Saya: Wooo. Kalau saya bawakan bahan sendiri, minimal order berapa?
Mbake: Itu juga susah mbak. Wong penjahite itu sak penake dhewe. Kalau mbake mau, ya seadanya yang disini saja.
Kelihatannya lucu tapi ini persoalan nyata bagi penjual garda depan seperti saya. Penjual seperti saya tidak suka diberi batasan. Kalau ngeblast ya seluas-luasnya. Tapi sayang, ketika sudah nemu produk bagus dan kita tawarkan kesana-kemari, seringkali malah dari pengrajinnya yang tidak siap.
Saya dan teman saya itu sudah menganggap hal seperti ini sebagai masalah klasik yang entah kapan tidak terdengar lagi. Kami hanya tertawa-tawa, lalu menyelesaikan persoalan mbulet itu dengan makan soto.
Mbak, Aku Dijothak
Percayalah, ngobrol dengan orang kreatif itu bikin betah, nggak ada habisnya. Senangnya lagi, sambil ngobrol kami membolak-balik design dan membersihkan beberapa stock kap lampu goni milik seorang ibu muda, sebut saja Melati. Dia adalah jenis dari kebanyakan pengrajin disini. Tangguh, kreatif, pekerja keras dan jujur. Kebanyakan mereka juga sangat low profile meski sudah mengirim produknya ke luar negeri dan menyuplai perusahaan-perusahaan ternama.

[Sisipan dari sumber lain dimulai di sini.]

PR #203, opened 2016-05-11
Add support for textbox -> txbxContent

jlward:
```
      <w:r>
            <w:pict>
                <v:textbox>
                  <w:txbxContent>
                    <w:p>
                      <w:r>
                        <w:t>Foo bar baz</w:t>
                      </w:r>
                    </w:p>
                  </w:txbxContent>
                </v:textbox>
              </v:rect>
            </w:pict>
      </w:r>
```


pydocx/openxml/markup_compatibility/alternate_content.py
```diff
@@ -0,0 +1,14 @@
...
+    unicode_literals,
+)
+
+from pydocx.models import XmlModel, XmlCollection
+from pydocx.openxml.markup_compatibility.fallback import Fallback
+
+
+class AlternateContent(XmlModel):
+    XML_TAG = 'AlternateContent'
+    children = XmlCollection(Fallback)
```
jlward: I might make a pass and update all the `XmlCollection` stuff that I touched to use strings instead of classes.

pydocx/openxml/markup_compatibility/fallback.py
```diff
@@ -0,0 +1,14 @@
...
+    unicode_literals,
+)
+
+from pydocx.models import XmlModel, XmlCollection
+from pydocx.openxml.wordprocessing.picture import Picture
+
+
+class Fallback(XmlModel):
+    XML_TAG = 'Fallback'
+    children = XmlCollection(Picture)
```
jlward: For the Markup stuff I'll handle making sure they are "complete" in #204

tests/export/test_docx.py
```diff
@@ -24,34 +24,35 @@ def convert(path, *args, **kwargs):
 
 class ConvertDocxToHtmlTestCase(DocXFixtureTestCaseFactory):
     cases = (
-        'read_same_image_multiple_times',
         'all_configured_styles',
+        'export_from_googledocs',
```
jlward: Most of this is alphabetizing.

tests/export/test_docx.py
```diff
@@ -24,34 +24,35 @@ def convert(path, *args, **kwargs):
...
         'shift_enter',
         'simple',
         'simple_lists',
         'simple_table',
         'special_chars',
         'styled_bolding',
         'table_col_row_span',
+        'table_with_multi_rowspan',
         'tables_in_lists',
+        'textbox',
```
jlward: This one is new.

tests/fixtures/textbox.html
```diff
@@ -0,0 +1,5 @@
+<p>
```
jlward: Fun fact, if you look at the XML for this, it is actually nested paragraphs. Not really sure how to stop it from doing the outside one. Or even if that will be the correct solution in the general case.

tox.ini
```diff
@@ -12,6 +12,7 @@ commands =
 deps =
   -rrequirements/testing.txt
   defusedxml: defusedxml==0.4.1
+  py26: importlib
```
jlward: :( Might be time to drop support for python 2.6

pydocx/openxml/wordprocessing/textbox.py
```diff
@@ -0,0 +1,23 @@
...
+
+
+class TxBxContent(XmlModel):
+    XML_TAG = 'txbxContent'
+    children = XmlCollection(
+        'wordprocessing.Paragraph',
+    )
+
+
+class Textbox(XmlModel):
```
jlward: This guy should really live in `vml` instead of `wordprocessing` :( I'll handle this after the code review.

pydocx/models.py
```diff
@@ -120,10 +121,25 @@ class ParkingLot(XmlModel):
...
         super(XmlCollection, self).__init__(self, default=default)
-        self.types = set(types)
+        self._types = types
         self._name_to_type_map = None
 
     @property
+    def types(self):
+        return set(self._set_types(*self._types))
+
+    def _set_types(self, *types):
```
kylegibson: Do we want to consider caching this result? Would be expensive to have to run it more than once, if stuff is needing to be imported.

pydocx/models.py
```diff
@@ -120,10 +121,25 @@ class ParkingLot(XmlModel):
...
+        base_path = 'pydocx.openxml.{0}'
+        for _type in types:
+            try:
+                path, klass, = _type.rsplit('.', 1)
```
kylegibson: A stray `,` ?

pydocx/models.py
jlward: I had considered it. Do you recall if pydocx has a built in caching tool? Or should I do it the old fashioned way?

pydocx/models.py
jlward: :(

pydocx/openxml/wordprocessing/run.py
```diff
@@ -29,18 +17,19 @@ class Run(XmlModel):
...
+        'wordprocessing.NoBreakHyphen',
+        'wordprocessing.Text',
+        'wordprocessing.Drawing',
+        'wordprocessing.Picture',
+        'wordprocessing.DeletedText',
+        'wordprocessing.FootnoteReference',
+        'wordprocessing.FootnoteReferenceMark',
+        'wordprocessing.FieldChar',
+        'wordprocessing.FieldCode',
+        'markup_compatibility.AlternateContent',
```
kylegibson: Are you doing this just to eliminate the import clutter?

jlward: Yup

pydocx/models.py
jlward: A thought. This gets called for each instance. I might need to make `types` be a class method and cache it there.

tests/export/test_docx.py
kylegibson: IMO for ourselves, we should avoid adding test cases via this method and prefer adding explicit XML test cases. Being able to test against a test file is good for new developers, since it eliminates some of the overhead in getting an issue fixed. It's been by goal to gradually reduce this list down by converting them into explicit XML test cases.

pydocx/models.py
jlward: I don't think a class method would actually fix this.

tests/fixtures/textbox.html
kylegibson: This is probably going to be bad. I think we need to figure out a solution for this. I suspect we will also want additional test cases that consist of having text within the parent level paragraph as well. For example:

```
<p>
<r><t>Foo</t></r>
<r> ... (textbox) </r>
<r><t>Bar</t></r>
</p>
```

IMO this needs to be de-normalized into three separate paragraphs for HTML purposes.

pydocx/openxml/wordprocessing/run.py
kylegibson: Okay, one concern I have about this is that we're not validating the types until the class is actually used, which means errors could be hidden. Before, that validation would occur at initial run time.

tests/export/test_docx.py
jlward: I would disagree. Way back when, I wanted to have an actual docx file that was being tested for each case we were working on. It's very easy to build an XML snippet that can't actually exist in a docx file. These are smoke tests.

tests/fixtures/textbox.html
jlward: I'll see what I can do, but I don't know if I know how to do something like this anymore.

tests/export/test_docx.py
kylegibson: It's not scalable to use full documents for each specific case. You will end up with thousands of poorly named, poorly organized files.

jlward: I'm not trying to say each docx file has one and only one thing it's testing. I want to make sure that newly considered nodes exist in a docx file that we are parsing in a test. This ensures that, at least when the new node is first added, that we have a real life example that we know now works. I feel pretty strongly about having each of the nodes being processed in our tests from docx files. Mostly because back when I would fake it (in XML), I created more than a few instances of XML that could not exist in an actual docx. Meaning I was writing fixes for things that could not happen. Meaning I quite likely didn't solve the problem.

pydocx/models.py
kylegibson: https://github.com/CenterForOpenScience/pydocx/blob/master/pydocx/util/memoize.py

pydocx/openxml/wordprocessing/run.py
jlward: As long as we have a test on each of these nodes, it doesn't matter if it happens at run time vs compile time.

kylegibson: Could you verify that is the case? We'll also need to ensure that any future additions have the requisite test cases as well.

jlward:
```
  File "/home/jason/third_party_apps/pydocx/tests/test_main.py", line 70, in test_file_handles_to_docx_are_released
    result = main(['--html', input_docx.name, output.name])
  File "/home/jason/third_party_apps/pydocx/pydocx/__main__.py", line 44, in main
    return convert(output_type, docx_path, output_path)
  File "/home/jason/third_party_apps/pydocx/pydocx/__main__.py", line 15, in convert
    output = PyDocX.to_html(docx_path)
  File "/home/jason/third_party_apps/pydocx/pydocx/pydocx.py", line 13, in to_html
    return PyDocXHTMLExporter(path_or_stream).export()
  File "/home/jason/third_party_apps/pydocx/pydocx/export/html.py", line 211, in export
  File "/home/jason/third_party_apps/pydocx/pydocx/export/html.py", line 209, in <genexpr>
  File "/home/jason/third_party_apps/pydocx/pydocx/export/base.py", line 110, in export
    document = self.main_document_part.document
  File "/home/jason/third_party_apps/pydocx/pydocx/openxml/packaging/main_document_part.py", line 49, in document
    self._document = self.load_document()
  File "/home/jason/third_party_apps/pydocx/pydocx/openxml/packaging/main_document_part.py", line 53, in load_document
    self._document = Document.load(self.root_element, container=self)
  File "/home/jason/third_party_apps/pydocx/pydocx/models.py", line 352, in load
    kwargs[field_name] = handler(child)
  File "/home/jason/third_party_apps/pydocx/pydocx/models.py", line 310, in child_handler
    return field.type.load(value, **load_kwargs)
  File "/home/jason/third_party_apps/pydocx/pydocx/models.py", line 370, in load
    item = handler(child, **load_kwargs)
  File "/home/jason/third_party_apps/pydocx/pydocx/models.py", line 370, in load
    item = handler(child, **load_kwargs)
  File "/home/jason/third_party_apps/pydocx/pydocx/models.py", line 339, in load
    for tag_name in field.name_to_type_map.keys():
  File "/home/jason/third_party_apps/pydocx/pydocx/models.py", line 146, in name_to_type_map
    for type_spec in self.types:
  File "/home/jason/third_party_apps/pydocx/pydocx/models.py", line 129, in types
    return set(self._set_types(*self._types))
  File "/home/jason/third_party_apps/pydocx/pydocx/models.py", line 139, in _set_types
    module = importlib.import_module(base_path.format(path))
  File "/usr/lib/python2.7/importlib/__init__.py", line 37, in import_module
    __import__(name)
ImportError: No module named rordprocessing

======================================================================
FAIL: test_cli_convert_to_html_status_code (tests.test_main.MainTestCase)
----------------------------------------------------------------------
  File "/home/jason/third_party_apps/pydocx/tests/test_main.py", line 99, in test_cli_convert_to_html_status_code
    self.assertEqual(result, 0)
AssertionError: 1 != 0

----------------------------------------------------------------------
Ran 502 tests in 1.186s

FAILED (SKIP=4, errors=326, failures=1)
```

tests/export/html/test_markup_compatibility.py
```diff
@@ -0,0 +1,91 @@
...
+        expected_html = '''
+            <p>
+                <p>
+                    AAA
+                </p>
+            </p>
+        '''
+        self.assert_document_generates_html(document, expected_html)
+
+    def test_textbox_with_content_outside_of_textbox(self):
```
jlward: Continuation of https://github.com/CenterForOpenScience/pydocx/pull/203/files#r63035777 I have the tests written. However I don't have any idea what I need to do to break this up into multiple paragraphs. From what I can tell, the outside opening p tag has already happened. Which means I'll need to close it, do my thing, then re-open it. If this is the case, I have no idea how it can be done inline. I could probably build a post-processor, but it looks like we don't have those anymore.

tests/export/html/test_markup_compatibility.py
```diff
@@ -0,0 +1,91 @@
...
+        document_xml = '''
+            <p>
+                <r><t>AAA</t></r>
+                <r>
```
kylegibson: This run could conceivably have a `<t>` node both before the `alternatecontent` and after

tests/export/html/test_markup_compatibility.py
kylegibson: We're doing something like this elsewhere in the code. I'm not certain where.

jlward: I would almost rather push this live as is, and deal with it later. But that's mostly because I don't have a good solution in mind.

kylegibson: For ComplexFields, we had to implement a two-pass approach: https://github.com/CenterForOpenScience/pydocx/blob/master/pydocx/export/base.py#L115

kylegibson: What happens in the editor if you get nested paragraph tags like this?

jlward: CKEditor actually fixes it for us.

```<p>AAA<p>BBB</p></p> --> <p>AAA</p><BBB</p>```

File: pydocx/openxml/markup_compatibility/fallback.py [hunk 13]
```diff
@@ -0,0 +1,13 @@
...
+    print_function,
+    unicode_literals,
+)
+
+from pydocx.models import XmlModel, XmlCollection
+
+
+class Fallback(XmlModel):
+    XML_TAG = 'Fallback'
+    children = XmlCollection('wordprocessing.Picture')
```
kylegibson: Do you know what other child types Fallback supports?

tests/export/html/test_markup_compatibility.py
jlward: The legacy editor actually also fixes this auto-magically.

kylegibson:
Do you have any test cases for when textbox appears without the markup_compatibility? This would happen if you had a word document created in an older version of word that didn't support the markup compatibility syntax.

pydocx/openxml/markup_compatibility/fallback.py
jlward: I will be dealing with that in #204 as I mentioned during stand up :)

I don't plan to push a new release until both this and 203 are done.

jlward:
> Do you have any test cases for when textbox appears without the markup_compatibility? This would happen if you had a word document created in an older version of word that didn't support the markup compatibility syntax.

I do not. I only have it with markup_compatibility because that was the only way I could get it to happen using libreoffice.

kylegibson:
> I only have it with markup_compatibility because that was the only way I could get it to happen using libreoffice.

What version of libreoffice?

jlward:
> What version of libreoffice?

5.1. And I don't have access to 4.x

kylegibson:
> 5.1. And I don't have access to 4.x 

Our vagrant boxes ship with 3.5. Although, ideally we would create the documents using an older version of Word. I wish we had access to Word VMs like we do with IE VMs.

jlward:
> Our vagrant boxes ship with 3.5. Although, ideally we would create the documents using an older version of Word. I wish we had access to Word VMs like we do with IE VMs.

Using 3.5 and saving as a docx actually removes the contents of the docx. So there's that.

pydocx/models.py
jlward: My research leads me to believe that no caching is needed (it won't actually change anything).

pydocx/export/base.py
```diff
@@ -15,7 +15,7 @@
     NumberingSpan,
     NumberingSpanBuilder,
 )
-from pydocx.openxml import wordprocessing, vml
+from pydocx.openxml import wordprocessing, vml, markup_compatibility
```
winhamwr: alphabetize?

pydocx/export/base.py
```diff
@@ -535,3 +539,16 @@ def export_field_char(self, field_char):
...
         pass
+
+    def export_textbox(self, textbox):
+        return self.yield_nested(textbox.children, self.export_node)
+
+    def export_textbox_content(self, textbox_content):
+        return self.yield_nested(textbox_content.children, self.export_node)
+
+    # Markup Compatibility exporters
+    def export_alternate_content(self, alternate_content):
```
winhamwr: Could we call this `export_markup_compatibility_alternative_content`? I'd rather have a longer-than-ideal name that explains the concept than a name that needs a comment.

pydocx/export/base.py
```diff
@@ -535,3 +539,16 @@ def export_field_char(self, field_char):
...
+        return self.yield_nested(alternate_content.children, self.export_node)
+
+    def export_fallback(self, fallback):
```
winhamwr: `export_markup_compatibility_fallback`?

pydocx/models.py
winhamwr: Could you clarify what you researched, Jason?

pydocx/openxml/markup_compatibility/fallback.py
winhamwr: Can you add this comment?
` #TODO in #204- actually include all of the children defined by the spec`

pydocx/models.py
jlward: I printed the types in this method and could only get that printing the first time it was used in a test. The second test did not show any of the printing.

pydocx/models.py
```diff
@@ -120,10 +121,25 @@ class ParkingLot(XmlModel):
...
+        self._types = types
         self._name_to_type_map = None
 
     @property
+    def types(self):
+        return set(self._set_types(*self._types))
+
+    def _set_types(self, *types):
+        base_path = 'pydocx.openxml.{0}'
+        for _type in types:
```
winhamwr: I really don't like moving all of the imports to be string-based. That removes some of the developer-friendly niceness of immediately knowing when you typo'd an import. Django's approach of mostly using actual imports, but supporting string-based imports where necessary, seems like the best of both worlds. We use strings when we need it, and get immediate feedback on import fails for all of the other cases.

pydocx/openxml/wordprocessing/run.py
winhamwr: I don't think testcase coverage is sufficient to mitigate that concern. We're not the only users of PyDocx. We also need to think about the developer experience for other folks that will be using and extending the library.

tests/export/html/test_markup_compatibility.py
winhamwr: Having an editor that fixes it for us is good, but other users of pydocx might not have that luxury. Our goal is to output clean HTML, right? I'm +0 on fixing this in a separate ticket, before #204 or as part of #204, if you think that would be a better way to structure the work.

tests/export/html/test_markup_compatibility.py
winhamwr: Kyle: Are you saying we need a testcase to cover that?

tox.ini
winhamwr: +1 on dropping python 2.6 support if it makes anything easier. We could do that in this PR or in a separate PR and then bump the major version for the next release.

tests/export/html/test_markup_compatibility.py
kylegibson: > Kyle: Are you saying we need a testcase to cover that?

If the standard says it is possible, then we should at least peg the behavior, and possible implement corrective actions if the existing behavior is subpar.

jlward: I updated the test to cover this. This diff is just out of date.

tests/export/html/test_markup_compatibility.py
jlward: I don't have a good way of fixing it. Honestly, I was going to punt on it, get #204 done, then not worry about it until someone finds a good way to fix it.

pydocx/openxml/wordprocessing/run.py
jlward: I don't know how to solve your problem then. If we want to allow strings (which I am +1 on), then we have to rely on tests. If we don't want strings, then we have to update things in odd places.

pydocx/export/base.py
```diff
@@ -535,3 +539,16 @@ def export_field_char(self, field_char):
...
     def export_field_code(self, field_code):
         pass
+
+    def export_textbox(self, textbox):
+        return self.yield_nested(textbox.children, self.export_node)
+
+    def export_textbox_content(self, textbox_content):
+        return self.yield_nested(textbox_content.children, self.export_node)
+
+    # Markup Compatibility exporters
```
winhamwr: Seems like we no longer need this comment.

winhamwr:
Everything looks good now except for the paragraph nesting thing. It would be good to include Kyle in that decision, since I feel like I don't have a great understanding of what it would take to implement a fix.

winhamwr:
I'll wait to review the description of the ticket to fix the nested paragraph before giving this one the ol' :+1:

jlward:
> I'll wait to review the description of the ticket to fix the nested paragraph before giving this one the ol' :+1:

#213 has been created to deal with nested paragraphs.

caffodian:
@kylegibson has reviewed #213 so this is good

Bagaimana menemukan mereka? Banyak-banyaklah berteman, karena mereka tidak muncul ke permukaan, kitalah yang harus menggali kedalam-dalam sana.
Bukannya mereka tidak ingin mobil atau rumah bertingkat supaya dibawahnya bisa dibikin workshop. Mereka sangat ingin bahkan mengkonfirmasi ke saya, apakah benar jualan online bisa kaya raya? Saya bilang, kalau niat tentusaja bisa, yang penting nggak kebanyakan urusan seperti saya.
Mbak Melati ini sudah berusaha ikut pameran asosiasi dan pemerintah. Masalahnya, dan ini masalah banyak pengrajin, pemerintah melalui dinas terkait seringkali memilih tempat yang tidak stategis. Kata teman saya, pokoknya buyer sudah capek deh sesampainya di stan mereka. Sedangkan asosiasi kebanyakan hanya menanggung sewa stan, selebihnya harus membayar sendiri. Ini tentu berat bagi pemula seperti mereka. Itupun mereka harus baik-baik dengan pengurusnya. Jika tidak, maka kejadianlah seperti yang dialami Melati. "Mbak, aku ketoke dijothak. Soale aku orang diajak pameran meneh. (Mbak, sepertinya saya dimusuhi. Karena saya tidak diajak pameran lagi.)"
4L
4L alias loe lagi loe lagi itu juga terjadi di industri kerajinan. Meski awalnya tidak kenal, setelah ngobrol akhirnya ketemu juga simpulnya. Ternyata si itu anunya ini dan si ini anunya itu. Lha si ini itu teman saya. Misalnya si Melati tadi, ternyata ayahnya adalah rekan seperguruan supplier saya yang lain, sebut saja pak Slamet. Bapak Melati dan pak Slamet adalah generasi pertama masa kejayaan kerajinan di wilayah itu. Iya, kayak pencak silat, memang. Bapak Melati ini akhirnya tidak akur dengan pak Slamet karena perbedaan prinsip kerja.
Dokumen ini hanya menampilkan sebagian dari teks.